Syndromic surveillance is a public health tool that analyzes statistical data related to trends in health care as an early warning system. The basis for this type of surveillance is that outbreaks are associated with an increase in medical case loads and other tangible indicators. A number of preclinical factors, including over-the-counter remedy sales, topical Internet searches, and emergency department cases, can often be early warning signs or diagnostic precursors of an outbreak. The New York City DOH and Mental Hygiene currently operate a syndromic surveillance network in New York City (Heffernan et al., 2004). New York City has established a Water-borne Disease Risk Assessment Program to determine Giardia and Cryptosporidium species levels. This program monitors information on cases presumably linked to tap water consumption, so as to ensure rapid detection of any outbreaks. The database maintains information on gastrointestinal disease, particularly emergency department and nursing home statistics, over-the-counter sales for related medicines, and collections of relevant clinical laboratory tests performed. Detailed monitoring of these factors is expected to accelerate the public health response to a biological agent exposure. Additional examples of syndromic surveillance systems are included in two case studies below.
1. An excellent surveillance case study of gastrointestinal illness was performed via retrospective evaluation of pharmacy over-the-counter sales in two Canadian provinces (Edge et al., 2004). The study compared pharmacy sales of antinauseal and antidiarrheal medications, as well as emergency department visits from water-related outbreaks associated with Cryptosporidium, E. coli O157:H7, and Campylobacter species. The investigators compiled these data to assess the potential of a real-time link to outbreaks. Their findings showed that the over-the-counter sales spiked appreciably and correlated well to the outbreak epidemic data. Statistical analysis confirmed that the sales data could be an early indicator to the start of the outbreak periods. This study demonstrated that if public health authorities set up an automated monitoring system covering specific medical supplies, the spatial and temporal trends could be correlated with trends in community health. Such a system would be a huge asset for public health officials and would allow more rapid identification of outbreaks than is possible under the currently available laboratory-based surveillance systems alone.

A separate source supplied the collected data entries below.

Issue #3743, opened 2024-05-24
Display a Switch Network button if wallet is connected to a different chain


usame-algan:
## What is the feature about

The connected wallet needs to be on the same network as the safe in order for the user to sign/execute transactions. The current implementation to ensure this consists of multiple parts:

- We display a `WrongChainWarning` in some transaction modals
- We call `assertWalletChain` in some `dispatch` functions

This approach is not consistent e.g. we don't call `assertWalletChain` when creating a safe apps transactions and its easy to miss when adding a new feature. Another issue is that we combine switching the chain and executing/signing a transaction. While this "saves" the user a click, it can also be confusing if one click leads to the wallet popping up twice.

## The list of requirements

Ideally, we would have this in one place like `CheckWallet` and don't show a warning at all but instead show a different button than the action button to prompt the user to switch their network.

## Designs/sketches
<img width="732" alt="Screenshot 2024-05-24 at 13 03 23" src="https://github.com/safe-global/safe-wallet-web/assets/5880855/efd6cc56-5306-41f5-a09d-d1d33cb12fef">

PR #3745, opened 2024-05-24
Refactor: Replace onboard with Eip1193Provider in dispatch calls

### LINKED ISSUE #3744: Use Eip1193Provider instead of onboard for dispatch calls
## Description

Transaction dispatch calls are tightly coupled with onboard even though they are low-level functions and only need a standard `Eip1193Provider`. They also handle chain switching in case the wallet is on a different chain than the safe. This will be tackled as part of #3743

The goal is to not rely on our custom `useOnboard` state anymore but instead either switch to a different wallet solution or start using pre-defined hooks that onboard provides.

## Requirements

- All `dispatch` functions should expect a `Eip1193Provider` instead of an `onboard` object
- Extract the `assertWalletChain` calls to switch the chain higher up the call tree to the components calling the dispatch functions

usame-algan:
## What it solves

Resolves #3744 

This ports part of the changes over from #3727 

## How this PR fixes it

- Changes all `dispatch` functions to receive `wallet.provider` instead of `onboard`
- Some `dispatch` functions also receive `wallet.address` now which is needed for `TxEvents`
- Moves `assertWalletChain` calls to the component calling the dispatch functions. This is a temporary solution until #3743.

## How to test it

1. All transaction flows and message flows need to be tested
2. Gas estimation should still work
3. Being prompted to switch the chain when transacting should still work

## Checklist


tsconfig.json
usame-algan, line 1: This was automatically changed when running `lint --fix` and affected a few files that I had to adjust.

katspaugh (approved):

src/services/tx/tx-sender/sdk.ts
```diff
@@ -93,6 +93,7 @@ export const switchWalletChain = async (onboard: OnboardAPI, chainId: string): P
 
 export const assertWalletChain = async (onboard: OnboardAPI, chainId: string): Promise<ConnectedWallet> => {
   const wallet = getConnectedWallet(onboard.state.get().wallets)
+  console.log(wallet)
```
schmanu, line 96:
```suggestion
```

src/services/tx/tx-sender/sdk.ts
```diff
@@ -126,8 +123,9 @@ export const getAssertedChainSigner = async (
  * most of the values of transactionResponse which is needed when
  * dealing with smart-contract wallet owners
  */
-export const getUncheckedSafeSDK = async (onboard: OnboardAPI, chainId: SafeInfo['chainId']): Promise<Safe> => {
-  const signer = await getAssertedChainSigner(onboard, chainId)
+export const getUncheckedSafeSDK = async (provider: Eip1193Provider): Promise<Safe> => {
+  const browserProvider = createWeb3(provider)
+  const signer = await browserProvider.getSigner()
```
schmanu, line 128: If we update to the latest protocol-kit it actually expects EIP 1193 Providers and removes all adapters.
Should we use the opportunity to do this in this PR?

https://docs.safe.global/sdk/protocol-kit/reference/migrate-to-v4

usame-algan: Thats really nice! Doesn't look like too big of a change but just to be safe I would do the migration in a follow-up PR after this is merged.

liliya-soroka:
Switch network doesn't work for rabby wallet. On prod we are showing the error with information about wrong chain in the wallet. In the PR there is no such error

usame-algan:
> Switch network doesn't work for rabby wallet. On prod we are showing the error with information about wrong chain in the wallet. In the PR there is no such error. @usame-algan

Thanks for reporting! I can reproduce that the error notification is not visible anymore. I found a way however to fix this error for adding networks in Rabby so I will create a separate PR to dev instead of only fixing the notification.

2. Pascal Beaudeau et al. (1999) studied data from a syn-dromic system that monitored the sale of antidiarrheal medications in Le Havre, France, and they found a correlation between these sales and the failure of a drinking water treatment plant. Specifically, between April 1993 and September 1996, sales of medicine to treat gastrointestinal illness climbed dramatically between 3 and 8 days after interruption of chlorination at the water treatment plant; a sales increase also occurred in the 3 weeks after an increase in raw source water turbidity. There were several instances involving a failure to control turbidity and maintain residual chlorine levels; a significant detail here was that the turbid water still met France's microbiological standards for potable (drinkable) water. The investigators concluded that treatment plant-based monitoring may not be sufficient to consistently prevent contamination of drinking water; the study results also support the value of syndromic surveillance systems that perform signal processing on multiple and disparate data sources.
For the fiscal 2006 year, an approximate $44 million Water Sentinel Initiative has been proposed in which a pilot monitoring and surveillance study of five U.S. urban centers will be developed (Office of Management and Budget, 2005). The program will attempt to incorporate standardized syndromic surveillance systems, such as RODS and the Department of Defense's Electronic Surveillance System for the Early Notification of Community-based Epidemics (ESSENCE), in its mandate to provide an early warning system for chemical and biological contamination. This initiative is expected to ultimately result in a national surveillance system capable of greatly heightened monitoring of our water supply.